Давно я не чувствовала столько злости! Ведь у меня таких девочек на деревьях было полблокнота и полголовы! Но что взять с них? Законченного произведения и не намечалось.
«Когда я объяснил себе, кто они такие, что делают и почему у нее грязные штанишки, я понял, что уложить все это в рассказ не получится, это должна быть большая книга», – продолжал Нобелевский лауреат.
Что он себе позволяет? И неужели так все‐таки можно? Одна часть меня кричала: «Да!», а другая не понимала, как из этой картинки, почти фотокарточки, можно создать целый роман.
«Сначала я попробовал изложить историю в том виде, как она представлялась одному из братьев, написал первую часть, чувствую – чего‐то не хватает. Тогда я дал высказаться второму брату – опять не то. Я взял третьего брата, потому что Кэдди по‐прежнему казалась мне такой трогательной и прекрасной, что не хотелось заставлять ее всего лишь пересказывать события, я считал, если другие будут говорить о ней, книга наполнится живым чувством. И снова неудача. Тогда, уже в четвертой части, я решил рассказать о случившемся от себя, и – снова ничего не вышло…»

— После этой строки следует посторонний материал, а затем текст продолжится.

PR #637, opened 2017-05-29
Optimize string concatenations within `StringBuilder.append()` calls

jbduncan:
The change in this PR was made using IntelliJ IDEA's "Inspect Code" feature. The reason for this change is explained in the commit message, which I've pasted below.

```text
Concatenating strings as an argument to `StringBuilder.append()` causes
a new, temporary StringBuilder to be created just for that argument on
modern JVMs, which is a little wasteful. This commit replaces those
concatenations with separate calls to `StringBuilder.append()` so as to
make sure that only one StringBuilder is created, rather than
(1 + concat-args) StringBuilders.
```

Overall, I submit this PR in the hope that the error-prone team will find it worth merging.

### DIFF
--- a/check_api/src/main/java/com/google/errorprone/fixes/SuggestedFix.java
+++ b/check_api/src/main/java/com/google/errorprone/fixes/SuggestedFix.java
@@ -68,8 +68,13 @@ public class SuggestedFix implements Fix {
     StringBuilder result = new StringBuilder("replace ");
     for (Replacement replacement : getReplacements(compilationUnit.endPositions)) {
       result
-          .append("position " + replacement.startPosition() + ":" + replacement.endPosition())
-          .append(" with \"" + replacement.replaceWith() + "\" ");
+          .append("position ")
+          .append(replacement.startPosition())
+          .append(":")
+          .append(replacement.endPosition())
+          .append(" with \"")
+          .append(replacement.replaceWith())
+          .append("\" ");
     }
     return result.toString();
   }
--- a/check_api/src/main/java/com/google/errorprone/fixes/SuggestedFix.java
+++ b/check_api/src/main/java/com/google/errorprone/fixes/SuggestedFix.java
@@ -67,14 +67,10 @@ public class SuggestedFix implements Fix {
   public String toString(JCCompilationUnit compilationUnit) {
     StringBuilder result = new StringBuilder("replace ");
     for (Replacement replacement : getReplacements(compilationUnit.endPositions)) {
-      result
-          .append("position ")
-          .append(replacement.startPosition())
-          .append(":")
-          .append(replacement.endPosition())
-          .append(" with \"")
-          .append(replacement.replaceWith())
-          .append("\" ");
+      result.append(
+          String.format(
+              "position %d:%d with \"%s\"",
+              replacement.startPosition(), replacement.endPosition(), replacement.replaceWith()));
     }
     return result.toString();
   }
--- a/check_api/src/main/java/com/google/errorprone/fixes/SuggestedFix.java
+++ b/check_api/src/main/java/com/google/errorprone/fixes/SuggestedFix.java
@@ -69,7 +69,7 @@ public class SuggestedFix implements Fix {
     for (Replacement replacement : getReplacements(compilationUnit.endPositions)) {
       result.append(
           String.format(
-              "position %d:%d with \"%s\"",
+              "position %d:%d with \"%s\" ",
               replacement.startPosition(), replacement.endPosition(), replacement.replaceWith()));
     }
     return result.toString();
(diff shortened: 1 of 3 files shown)


check_api/src/main/java/com/google/errorprone/fixes/SuggestedFix.java
```diff
@@ -68,8 +68,13 @@ public String toString(JCCompilationUnit compilationUnit) {
     StringBuilder result = new StringBuilder("replace ");
     for (Replacement replacement : getReplacements(compilationUnit.endPositions)) {
       result
-          .append("position " + replacement.startPosition() + ":" + replacement.endPosition())
-          .append(" with \"" + replacement.replaceWith() + "\" ");
+          .append("position ")
```
ronshapiro: What about using `String.format`? Seems easier to me to read.

```java
result.append(String.format("position %d:%d with \"%s\", replacement.startPosition(), replacement.endPosition(), replacement.replaceWith())
```

lowasser:
None of this code is, I think, performance sensitive?  I'd definitely prioritize readability over performance here.

check_api/src/main/java/com/google/errorprone/fixes/SuggestedFix.java
jbduncan: @ronshapiro Good point! That's definitely readable, and that wouldn't report any warnings in my copy of IntelliJ, which was my main reason for submitting this PR (as I'm a huge stickler for these sorts of things :stuck_out_tongue_winking_eye:).

jbduncan:
@lowasser That's a very good point. My main reason for submitting this PR was because I'm a stickler for reducing the number of warnings that my copy of IntelliJ produces. Would replacing these string concatenations with `String.format()` or something similar be a good compromise, like @ronshapiro suggested in https://github.com/google/error-prone/pull/637#discussion_r118989742?

core/src/main/java/com/google/errorprone/bugpatterns/AbstractSuppressWarningsMatcher.java
```diff
@@ -73,7 +73,7 @@ protected final Fix getSuggestedFix(AnnotationTree annotationTree) {
       StringBuilder sb = new StringBuilder("@SuppressWarnings({\"" + values.get(0) + "\"");
       for (int i = 1; i < values.size(); i++) {
         sb.append(", ");
-        sb.append("\"" + values.get(i) + "\"");
+        sb.append('"').append(values.get(i)).append('"');
```
ronshapiro: Can this entire string be:

```java
"@SuppressWarnings({\"" + Joiner.on("\", \"").join(values) + "})"
```

May be more or less readable, depending on your style

core/src/main/java/com/google/errorprone/bugpatterns/PreconditionsCheckNotNullPrimitive.java
```diff
@@ -157,10 +157,10 @@ private Fix createCheckArgumentOrStateCall(
 
     // Was the original call to Preconditions.checkNotNull a static import or not?
     if (methodInvocationTree.getMethodSelect().getKind() == Kind.IDENTIFIER) {
-      replacement.append(replacementMethod + "(");
+      replacement.append(replacementMethod).append("(");
```
ronshapiro: What about pulling this out of the if/else entirely? Then the else has append("Preconditions") and below has .append(replacementMethod).append('(') for both cases?

core/src/main/java/com/google/errorprone/bugpatterns/AbstractSuppressWarningsMatcher.java
jbduncan: I'd consider your suggestion to be more readable, as everything is in one line and easier to parse (in my mind, at least). Thanks!

core/src/main/java/com/google/errorprone/bugpatterns/PreconditionsCheckNotNullPrimitive.java
jbduncan: @ronshapiro Am I right to understand that you're suggesting something like this?

```java
if (methodInvocationTree.getMethodSelect().getKind() == Kind.IDENTIFIER) {
  fix.addStaticImport("com.google.common.base.Preconditions." + replacementMethod);
} else {
  replacement.append("Preconditions.")
}
replacement..append(replacementMethod).append('(');
```

core/src/main/java/com/google/errorprone/bugpatterns/AbstractSuppressWarningsMatcher.java
jbduncan: @ronshapiro Is there an established preference within error-prone for `Joiner`, or would Java 8's `String.join()` be fine instead?

jbduncan:
I'll rename the PR and squash the commits if it passes the review.

core/src/main/java/com/google/errorprone/bugpatterns/AbstractSuppressWarningsMatcher.java
jbduncan: I've decided to use `Joiner` for consistency.

jbduncan:
Travis and AppVeyor are fixed now.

И я, наконец, стала понимать. Первое: Фолкнер доверял странной картинке с девочкой в замаранных штанишках в своей голове. И второе: он не ждал, когда образ превратится в роман сам. Он начал писать, как будто метать дротики в дартс: раз за разом промахиваясь. Но говорит об этом так, что понимаешь: промахи нормальны, не нормально – останавливать игру.
Мне пришлось сделать то, что, мне кажется, любой человек должен однажды сделать. А именно: изменить свое мнение. И начать метать дротики снова.
Как это обычно бывает, на меня тут же посыпались свидетельства других авторов. К примеру, Клайва Стейплза Льюиса, автора «Хроник Нарнии»:
«…Кажется, некоторые считают, что вначале я спросил себя, как рассказать детям что‐нибудь о христианстве, потом как средство выбрал сказку, собрал сведения о детской психологии и определился, для какого возраста буду писать, набросал список христианских истин и придумал к ним аллегории. Это – полная ерунда. Так я бы не написал ничего. Все началось с образов: фавн под зонтиком, королева в санях, величавый лев. Сперва там не было ничего от христианства, это пришло само собой, позже, когда я уже кипел.
Настал черед Формы. Образы соединялись друг с другом, возникала история. В ней не было ни сложных характеров, ни любовных линий. Жанр, в котором все это отсутствует, – сказка. И как только я понял это, я полюбил саму Форму: ее краткость, строгую сдержанность описаний, ее гибкие традиции, ее непримиримость ко всякому анализу, к отступлениям, рассуждениям и прочей болтовне. Я влюбился в сказку, мне нравился даже ее ограниченный словарь, как скульптору нравится твердый камень, а поэту – сложный сонет».